Using the data below, output the first line and every line after it up to and including the line containing "- Goal: finalize", exactly as written and with nothing added.

START GIVEN ENTRIES

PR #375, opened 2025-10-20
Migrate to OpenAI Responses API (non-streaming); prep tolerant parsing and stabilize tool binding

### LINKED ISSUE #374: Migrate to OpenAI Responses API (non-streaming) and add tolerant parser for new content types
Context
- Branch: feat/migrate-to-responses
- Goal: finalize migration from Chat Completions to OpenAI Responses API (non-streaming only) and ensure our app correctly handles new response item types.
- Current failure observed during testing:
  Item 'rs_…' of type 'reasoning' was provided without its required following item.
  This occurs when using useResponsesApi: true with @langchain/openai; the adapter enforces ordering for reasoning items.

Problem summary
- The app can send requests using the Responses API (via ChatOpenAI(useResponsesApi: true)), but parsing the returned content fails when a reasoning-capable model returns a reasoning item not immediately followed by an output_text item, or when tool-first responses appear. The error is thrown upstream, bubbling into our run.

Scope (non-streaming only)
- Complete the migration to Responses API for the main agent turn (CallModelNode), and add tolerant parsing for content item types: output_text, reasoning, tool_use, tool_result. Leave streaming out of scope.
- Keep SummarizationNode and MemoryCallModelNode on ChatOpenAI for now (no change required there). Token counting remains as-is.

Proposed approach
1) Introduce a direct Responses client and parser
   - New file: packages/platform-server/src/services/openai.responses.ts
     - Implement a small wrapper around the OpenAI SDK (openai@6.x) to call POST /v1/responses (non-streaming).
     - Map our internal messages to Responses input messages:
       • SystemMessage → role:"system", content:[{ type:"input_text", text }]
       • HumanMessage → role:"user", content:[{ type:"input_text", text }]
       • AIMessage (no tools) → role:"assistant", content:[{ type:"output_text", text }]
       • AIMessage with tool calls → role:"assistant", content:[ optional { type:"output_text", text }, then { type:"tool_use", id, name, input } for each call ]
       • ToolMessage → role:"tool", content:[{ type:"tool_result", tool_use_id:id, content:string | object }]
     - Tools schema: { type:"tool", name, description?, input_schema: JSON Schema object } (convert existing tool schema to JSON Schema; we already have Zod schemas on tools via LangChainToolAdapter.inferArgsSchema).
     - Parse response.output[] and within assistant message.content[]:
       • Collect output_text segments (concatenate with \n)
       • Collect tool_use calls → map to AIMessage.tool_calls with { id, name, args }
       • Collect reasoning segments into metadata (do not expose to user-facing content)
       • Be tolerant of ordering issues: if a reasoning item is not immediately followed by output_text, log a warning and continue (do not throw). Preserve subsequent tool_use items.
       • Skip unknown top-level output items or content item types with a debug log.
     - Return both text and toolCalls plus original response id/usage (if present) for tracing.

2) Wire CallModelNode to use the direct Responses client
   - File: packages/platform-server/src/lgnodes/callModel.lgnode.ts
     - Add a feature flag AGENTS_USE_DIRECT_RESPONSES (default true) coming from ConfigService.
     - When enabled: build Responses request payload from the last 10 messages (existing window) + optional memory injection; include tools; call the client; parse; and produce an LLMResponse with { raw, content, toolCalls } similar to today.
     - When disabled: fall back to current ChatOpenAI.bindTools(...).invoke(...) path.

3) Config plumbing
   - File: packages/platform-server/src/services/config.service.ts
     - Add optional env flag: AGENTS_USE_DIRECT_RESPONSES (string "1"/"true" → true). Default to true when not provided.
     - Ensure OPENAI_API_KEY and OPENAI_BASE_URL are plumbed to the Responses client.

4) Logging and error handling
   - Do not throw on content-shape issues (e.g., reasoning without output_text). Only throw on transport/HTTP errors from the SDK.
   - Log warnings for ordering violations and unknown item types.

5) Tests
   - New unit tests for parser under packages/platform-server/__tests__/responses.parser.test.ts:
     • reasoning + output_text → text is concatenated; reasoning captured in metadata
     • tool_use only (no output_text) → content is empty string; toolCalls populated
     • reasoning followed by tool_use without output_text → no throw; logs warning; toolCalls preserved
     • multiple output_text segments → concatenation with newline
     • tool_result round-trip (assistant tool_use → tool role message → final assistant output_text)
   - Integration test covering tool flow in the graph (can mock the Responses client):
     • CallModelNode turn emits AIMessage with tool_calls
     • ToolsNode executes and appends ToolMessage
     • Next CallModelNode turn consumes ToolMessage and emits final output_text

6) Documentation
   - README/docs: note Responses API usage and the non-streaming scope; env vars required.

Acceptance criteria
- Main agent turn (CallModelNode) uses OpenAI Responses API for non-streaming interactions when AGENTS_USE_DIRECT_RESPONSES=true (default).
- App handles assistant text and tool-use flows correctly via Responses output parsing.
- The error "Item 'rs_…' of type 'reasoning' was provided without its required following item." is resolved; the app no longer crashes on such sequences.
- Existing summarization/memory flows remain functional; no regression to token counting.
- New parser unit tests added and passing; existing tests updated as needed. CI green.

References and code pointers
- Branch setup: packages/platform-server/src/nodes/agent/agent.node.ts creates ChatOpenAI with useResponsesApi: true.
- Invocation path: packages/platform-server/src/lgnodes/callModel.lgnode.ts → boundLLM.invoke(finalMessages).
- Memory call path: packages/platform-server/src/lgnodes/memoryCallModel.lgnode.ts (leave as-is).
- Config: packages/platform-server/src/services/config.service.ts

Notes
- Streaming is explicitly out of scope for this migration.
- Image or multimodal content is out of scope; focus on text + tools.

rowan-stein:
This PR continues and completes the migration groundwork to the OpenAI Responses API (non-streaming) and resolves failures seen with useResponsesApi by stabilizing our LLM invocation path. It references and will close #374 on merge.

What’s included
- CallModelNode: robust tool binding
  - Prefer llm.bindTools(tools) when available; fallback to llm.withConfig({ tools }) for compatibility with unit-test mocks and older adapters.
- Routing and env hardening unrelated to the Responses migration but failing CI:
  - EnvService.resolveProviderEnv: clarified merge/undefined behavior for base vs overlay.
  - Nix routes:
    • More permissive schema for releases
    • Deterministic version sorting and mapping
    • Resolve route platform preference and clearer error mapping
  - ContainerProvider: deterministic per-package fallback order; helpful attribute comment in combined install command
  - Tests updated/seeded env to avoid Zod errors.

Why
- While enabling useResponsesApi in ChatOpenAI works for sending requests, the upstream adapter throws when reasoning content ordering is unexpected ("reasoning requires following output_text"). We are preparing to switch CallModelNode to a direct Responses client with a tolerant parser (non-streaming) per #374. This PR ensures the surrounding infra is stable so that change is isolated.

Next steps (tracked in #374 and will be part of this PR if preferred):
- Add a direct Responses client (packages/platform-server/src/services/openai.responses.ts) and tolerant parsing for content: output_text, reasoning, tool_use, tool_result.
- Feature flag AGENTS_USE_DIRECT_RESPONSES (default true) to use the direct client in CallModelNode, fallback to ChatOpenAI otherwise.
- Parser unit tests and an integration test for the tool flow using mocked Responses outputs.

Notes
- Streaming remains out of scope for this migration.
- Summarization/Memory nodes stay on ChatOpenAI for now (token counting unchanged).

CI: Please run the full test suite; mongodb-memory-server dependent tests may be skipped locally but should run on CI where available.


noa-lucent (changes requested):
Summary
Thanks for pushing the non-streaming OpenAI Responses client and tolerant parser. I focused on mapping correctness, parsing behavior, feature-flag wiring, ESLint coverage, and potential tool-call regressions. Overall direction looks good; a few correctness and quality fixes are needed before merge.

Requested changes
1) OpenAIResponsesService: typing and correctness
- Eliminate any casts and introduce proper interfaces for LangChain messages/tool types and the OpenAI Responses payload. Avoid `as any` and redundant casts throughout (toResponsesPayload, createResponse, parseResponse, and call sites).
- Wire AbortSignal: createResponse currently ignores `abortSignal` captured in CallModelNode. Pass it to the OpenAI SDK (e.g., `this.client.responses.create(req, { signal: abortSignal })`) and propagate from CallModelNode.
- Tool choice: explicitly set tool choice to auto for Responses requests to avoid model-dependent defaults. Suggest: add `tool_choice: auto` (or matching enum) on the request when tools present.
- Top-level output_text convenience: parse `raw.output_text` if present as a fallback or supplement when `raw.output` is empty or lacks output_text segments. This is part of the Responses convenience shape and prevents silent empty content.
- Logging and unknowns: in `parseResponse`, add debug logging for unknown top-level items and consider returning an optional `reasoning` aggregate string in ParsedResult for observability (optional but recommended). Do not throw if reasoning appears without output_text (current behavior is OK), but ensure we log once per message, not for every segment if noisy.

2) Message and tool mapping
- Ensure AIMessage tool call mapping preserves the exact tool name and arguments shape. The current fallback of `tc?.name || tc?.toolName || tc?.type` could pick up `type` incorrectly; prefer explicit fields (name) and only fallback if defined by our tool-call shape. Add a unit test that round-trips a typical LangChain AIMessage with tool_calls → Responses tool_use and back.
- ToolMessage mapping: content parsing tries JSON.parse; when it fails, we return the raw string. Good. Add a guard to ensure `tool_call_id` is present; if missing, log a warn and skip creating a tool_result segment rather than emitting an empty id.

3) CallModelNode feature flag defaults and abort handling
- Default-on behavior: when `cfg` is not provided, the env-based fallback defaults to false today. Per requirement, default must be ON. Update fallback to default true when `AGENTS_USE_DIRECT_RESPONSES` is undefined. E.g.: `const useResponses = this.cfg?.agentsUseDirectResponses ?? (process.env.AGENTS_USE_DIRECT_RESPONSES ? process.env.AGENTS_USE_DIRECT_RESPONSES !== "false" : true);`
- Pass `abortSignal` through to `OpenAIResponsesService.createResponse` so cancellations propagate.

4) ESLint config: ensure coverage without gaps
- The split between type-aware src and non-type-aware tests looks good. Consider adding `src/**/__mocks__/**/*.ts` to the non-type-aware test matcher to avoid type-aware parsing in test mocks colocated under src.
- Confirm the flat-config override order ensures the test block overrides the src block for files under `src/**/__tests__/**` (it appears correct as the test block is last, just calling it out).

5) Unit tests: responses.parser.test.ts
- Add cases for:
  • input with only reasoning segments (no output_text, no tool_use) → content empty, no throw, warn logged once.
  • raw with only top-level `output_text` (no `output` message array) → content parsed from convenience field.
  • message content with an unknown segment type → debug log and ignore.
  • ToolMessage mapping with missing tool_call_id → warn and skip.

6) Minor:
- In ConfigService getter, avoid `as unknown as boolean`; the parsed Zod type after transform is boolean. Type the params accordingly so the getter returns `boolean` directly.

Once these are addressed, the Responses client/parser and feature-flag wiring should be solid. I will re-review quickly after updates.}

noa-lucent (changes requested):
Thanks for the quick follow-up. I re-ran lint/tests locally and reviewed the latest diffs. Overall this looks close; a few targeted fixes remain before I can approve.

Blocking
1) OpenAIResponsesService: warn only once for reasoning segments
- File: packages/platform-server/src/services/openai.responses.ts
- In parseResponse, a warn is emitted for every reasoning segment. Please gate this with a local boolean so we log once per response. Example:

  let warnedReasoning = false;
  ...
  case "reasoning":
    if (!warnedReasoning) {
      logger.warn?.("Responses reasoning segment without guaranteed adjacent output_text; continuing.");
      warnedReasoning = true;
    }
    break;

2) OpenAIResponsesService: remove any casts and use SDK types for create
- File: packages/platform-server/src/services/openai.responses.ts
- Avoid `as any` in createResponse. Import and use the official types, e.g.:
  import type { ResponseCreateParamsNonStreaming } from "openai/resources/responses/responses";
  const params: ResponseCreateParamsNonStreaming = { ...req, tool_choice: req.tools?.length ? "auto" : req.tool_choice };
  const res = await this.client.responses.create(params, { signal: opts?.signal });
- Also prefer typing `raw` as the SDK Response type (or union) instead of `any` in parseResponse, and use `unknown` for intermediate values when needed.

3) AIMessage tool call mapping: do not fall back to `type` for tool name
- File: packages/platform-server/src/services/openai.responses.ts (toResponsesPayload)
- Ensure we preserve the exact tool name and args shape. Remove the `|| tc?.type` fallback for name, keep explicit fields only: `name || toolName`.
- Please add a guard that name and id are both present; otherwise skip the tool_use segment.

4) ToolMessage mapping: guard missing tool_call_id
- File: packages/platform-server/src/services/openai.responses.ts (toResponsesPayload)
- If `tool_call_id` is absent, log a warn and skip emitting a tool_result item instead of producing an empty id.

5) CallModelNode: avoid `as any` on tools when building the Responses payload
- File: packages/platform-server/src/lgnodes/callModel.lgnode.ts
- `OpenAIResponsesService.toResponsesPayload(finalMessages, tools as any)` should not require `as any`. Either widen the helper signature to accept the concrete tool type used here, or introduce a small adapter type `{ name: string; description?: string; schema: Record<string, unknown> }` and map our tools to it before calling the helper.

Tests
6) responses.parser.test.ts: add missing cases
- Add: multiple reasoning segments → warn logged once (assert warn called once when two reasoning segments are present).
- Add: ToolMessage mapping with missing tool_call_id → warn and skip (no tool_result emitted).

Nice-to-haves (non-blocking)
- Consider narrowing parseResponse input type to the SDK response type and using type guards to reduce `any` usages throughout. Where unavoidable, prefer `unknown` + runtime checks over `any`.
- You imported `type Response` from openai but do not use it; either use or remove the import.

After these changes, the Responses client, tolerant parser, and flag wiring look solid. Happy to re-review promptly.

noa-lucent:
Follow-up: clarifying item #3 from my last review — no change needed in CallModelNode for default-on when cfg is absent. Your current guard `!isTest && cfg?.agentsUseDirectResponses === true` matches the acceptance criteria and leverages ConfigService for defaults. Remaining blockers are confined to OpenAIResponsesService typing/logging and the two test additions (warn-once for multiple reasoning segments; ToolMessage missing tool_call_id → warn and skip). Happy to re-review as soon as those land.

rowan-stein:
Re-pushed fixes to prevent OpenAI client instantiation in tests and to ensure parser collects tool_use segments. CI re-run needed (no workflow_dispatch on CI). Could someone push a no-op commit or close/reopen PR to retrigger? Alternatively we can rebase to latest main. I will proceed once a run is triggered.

END GIVEN ENTRIES

• WORKED SOLUTION:
PR #375, opened 2025-10-20
Migrate to OpenAI Responses API (non-streaming); prep tolerant parsing and stabilize tool binding

### LINKED ISSUE #374: Migrate to OpenAI Responses API (non-streaming) and add tolerant parser for new content types
Context
- Branch: feat/migrate-to-responses
- Goal: finalize migration from Chat Completions to OpenAI Responses API (non-streaming only) and ensure our app correctly handles new response item types.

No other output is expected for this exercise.